Lidar mapping systems, which use laser pulses to measure water depths from an airplane, are now available to map the nearshore lake morphology at meter-scale detail. Maps generated from the bathymetric data are used to define regions with smooth homogeneous substrate, regions with higher relief, and mixed regions with both smooth and rough relief. This morphologic information combined with sediment samples and direct bottom observations enable geologists to map areas with rougher relief composed of rock outcrop, boulders, and cobbles, as well as smooth regions covered with sand or mud. This information helps biologists, fishery managers, and ecologists visualize the lake floor in significant detail which promotes better fishery management, species protection, and habitat identification.

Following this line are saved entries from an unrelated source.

PR #10887, opened 2025-09-11
track flags for rendering

AssassinTee:
As @Robyt3 and me noticed, the flag rendering uses a lot of performance, because it iterates over **all** snap items. Instead I'd just save them in a vector similar to the entities and render them therefore more permanently

I checked afterwards with a profiler and **never** hit this function again

Unbenannt

## Checklist

### DIFF
--- a/src/game/client/components/items.cpp
+++ b/src/game/client/components/items.cpp
@@ -623,22 +623,15 @@ void CItems::OnRender()
 		}
 	}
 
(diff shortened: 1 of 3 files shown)


AssassinTee:
@Robyt3 should I rename SnapCollectEntities to SnapCollectEntitiesAndFlags?

KebsCS:
Isn't this the same as https://github.com/ddnet/ddnet/pull/10864?

PR #10889, opened 2025-09-11
Improve chat rendering performance

Robyt3:
Avoid iterating over and updating uninitialized chat lines every frame. Add member variable `bool m_Initialized` to the `CLine` class to make it explicit whether a chat line has been initialized. Also avoid uninitialized chat lines being considered when checking whether the current message is a repeat of the previous one.

On the map dm1 with 64 players at zoom 0 with the optimizations of #10864 as the baseline, this decreases the average frametime from 1164 µs to 1084 µs. The CPU time spent in the `CChat::OnPrepareLines` function in this scenario is reduced from 3.50% to 0.01% of the total CPU time.

Frametime comparison:

- 
- 

Profiling comparison:

- Before: 
- After: 

## Checklist

### DIFF
--- a/src/game/client/components/chat.cpp
+++ b/src/game/client/components/chat.cpp
@@ -32,6 +32,7 @@ void CChat::CLine::Reset(CChat &This)
 {
 	This.TextRender()->DeleteTextContainer(m_TextContainerIndex);
 	This.Graphics()->DeleteQuadContainer(m_QuadContainerIndex);
+	m_Initialized = false;
 	m_Time = 0;
 	m_aText[0] = '\0';
 	m_aName[0] = '\0';
@@ -98,6 +99,8 @@ void CChat::RebuildChat()
 {
 	for(auto &Line : m_aLines)
 	{
+		if(!Line.m_Initialized)
+			continue;
 		TextRender()->DeleteTextContainer(Line.m_TextContainerIndex);
 		Graphics()->DeleteQuadContainer(Line.m_QuadContainerIndex);
 		// recalculate sizes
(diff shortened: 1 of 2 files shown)


Robyt3:
Tested with more than 64 chat messages (`MAX_LINES`) which also works correctly.

ChillerDragon:
The pr description says "empty chat lines" the code says "m_Time".
Chiler is confused. I do not know the code but does `m_Time == 0` mean empty lines? Isn't there a more obvious condition to check for empty? If not maybe it could use a comment. Otherwise I would read this code as being responsible for fading out the chat when its time expired or something like that.

Robyt3:
> The pr description says "empty chat lines" the code says "m_Time". Chiler is confused. I do not know the code but does `m_Time == 0` mean empty lines? Isn't there a more obvious condition to check for empty? If not maybe it could use a comment. Otherwise I would read this code as being responsible for fading out the chat when its time expired or something like that.

True, that was worded unclearly. What I meant was "uninitialized" chat lines, as their `m_Time` is reset to `0` in the `Reset` function. I instead added a member variable `bool m_Initialized` to the `CLine` class to make it explicit whether a chat line has been initialized. I also added more checks to avoid uninitialized chat lines being considered when checking whether the current message is a repeat of the previous one as well as when rendering in `OnRender` and when rebuilding the chat in `RebuildChat`. Tested with many and few chat lines while resizing the window.

ChillerDragon:
To [quote](https://github.com/TeeworldsDB/irclogs/blob/33737b101687fcfe92f5b08f01a4b352b10f70ec/ddnet/2025-03-05.log#L601) the goat josspit:

> Jupstar ✪: Is that really needed, I kinda find Inited vars always a design flaw, no front

@Jupeyy can we let this slide?

Jupeyy:
Yes, that is a good quote, I like this josspit guy.

A ringbuffer (rust vecdeque) would suite chat better, than continuing on iterations.

So I won't review this PR ask someone else

PR #10892, opened 2025-09-12
Turn command info into a pure virtual interface

ChillerDragon:
Suggested here https://github.com/ddnet/ddnet/pull/10836#discussion_r2338030379

Helps with adding more rcon levels.

## Checklist

### DIFF
--- a/src/engine/console.h
+++ b/src/engine/console.h
@@ -75,21 +75,15 @@ public:
 		virtual int GetVictim() const = 0;
 	};
 
-	class CCommandInfo
+	class ICommandInfo
 	{
-	protected:
-		EAccessLevel m_AccessLevel;
-
 	public:
-		CCommandInfo() { m_AccessLevel = EAccessLevel::ADMIN; }
-		virtual ~CCommandInfo() = default;
-		const char *m_pName;
-		const char *m_pHelp;
-		const char *m_pParams;
-
-		virtual const CCommandInfo *NextCommandInfo(EAccessLevel AccessLevel, int FlagMask) const = 0;
-
-		EAccessLevel GetAccessLevel() const { return m_AccessLevel; }
+		virtual ~ICommandInfo() = default;
+		virtual const char *Name() const = 0;
+		virtual const char *Help() const = 0;
+		virtual const char *Params() const = 0;
+		virtual const ICommandInfo *NextCommandInfo(EAccessLevel AccessLevel, int FlagMask) const = 0;
+		virtual EAccessLevel GetAccessLevel() const = 0;
 	};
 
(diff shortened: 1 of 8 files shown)


src/engine/shared/console.h
```diff
@@ -13,11 +13,17 @@
...
 	{
-		CCommand *m_pNext;
+		EAccessLevel m_AccessLevel;
 
 	public:
+		const char *m_pName;
+		const char *m_pHelp;
+		const char *m_pParams;
+
+		CCommand *m_pNext;
```
AssassinTee: Why is this not private, if we have the Next() functions below?

AssassinTee (changes requested):

src/engine/shared/console.h
ChillerDragon: Because before the rebase it would not compile. Now it does. Good catch.

src/engine/shared/console.h
```diff
@@ -13,11 +13,16 @@
...
-	class CCommand : public CCommandInfo
+	class CCommand : public ICommandInfo
 	{
+		EAccessLevel m_AccessLevel;
 		CCommand *m_pNext;
 
 	public:
+		const char *m_pName;
+		const char *m_pHelp;
+		const char *m_pParams;
```
AssassinTee, line 24: obvious next question would be, if these can be private as well :D

ChillerDragon: ~~You annoying piece of s~~ Thanks for following up with another thorough review :heart: 

That change causes like 20 compilation errors that can only be fixed by creating a bigger diff.

AssassinTee (approved):
> ~You annoying piece of s~

~Find sb else to review your s~ Thanks, LGTM! ❤️

src/engine/console.h
```diff
@@ -102,8 +96,8 @@ class IConsole : public IInterface
 	static bool EmptyUnknownCommandCallback(const char *pCommand, void *pUser) { return false; }
 
 	virtual void Init() = 0;
-	virtual const CCommandInfo *FirstCommandInfo(EAccessLevel AccessLevel, int Flagmask) const = 0;
-	virtual const CCommandInfo *GetCommandInfo(const char *pName, int FlagMask, bool Temp) = 0;
+	virtual const ICommandInfo *FirstCommandInfo(EAccessLevel AccessLevel, int Flagmask) const = 0;
```
Robyt3:
```suggestion
	virtual const ICommandInfo *FirstCommandInfo(EAccessLevel AccessLevel, int FlagMask) const = 0;
```

Robyt3 (approved):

These maps present the maps and discuss the geology of the six lake trout spawning sites mapped by the lidar system. Where the mapping approached land, aerial photography of the land is combined with the bathymetric data to help visualize the scale of the offshore features. Map and perspective views of Boulder Reef, Hog Island Reef, and Little Traverse Bay are shown on sheet 1, whereas map and perspective views of Trout and High Island Shoal, Gull Island Reef, and Dahlia Shoal are shown on sheet 2. Additional information, bathymetric data, imagery, and metadata are available online at

Download sheet 1 of this report as a 47x38-inch PDF document (SIM2930_sheet_1.pdf; 14 MB)

Download sheet 2 of this report as a 44x37-inch PDF document (SIM2930_sheet_2.pdf; 11.6 MB)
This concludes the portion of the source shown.